[Start of Attachment]

PR #845, opened 2024-08-27
Make ECDb and ECObjects more resilient to handle schema evolutions

RohitPtnkr1996:
This PR contains only schema related changes to ECDb and ECObjects to make them more flexible when handling schemas that have unknowns possibly used with newer versions of ECDb.

A schema with a greater ECXml version than the one currently supported by ECDb can be deserialized, but it cannot be imported into the Db.

If a schema containing newer unknowns already exists in the Db opened by ECDb, the schema should be allowed to load.
However any classes or properties that contain unknowns will be skipped over and not be loaded.

This schema with unknowns cannot be then serialized.


iModelCore/ECDb/ECDb/SchemaReader.cpp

[End of Attachment]

▶ _Exercise prompt_:
What lines in the records above include the string "more"? Copy each one.

▶ _Result below_:
Make ECDb and ECObjects more resilient to handle schema evolutions
This PR contains only schema related changes to ECDb and ECObjects to make them more flexible when handling schemas that have unknowns possibly used with newer versions of ECDb.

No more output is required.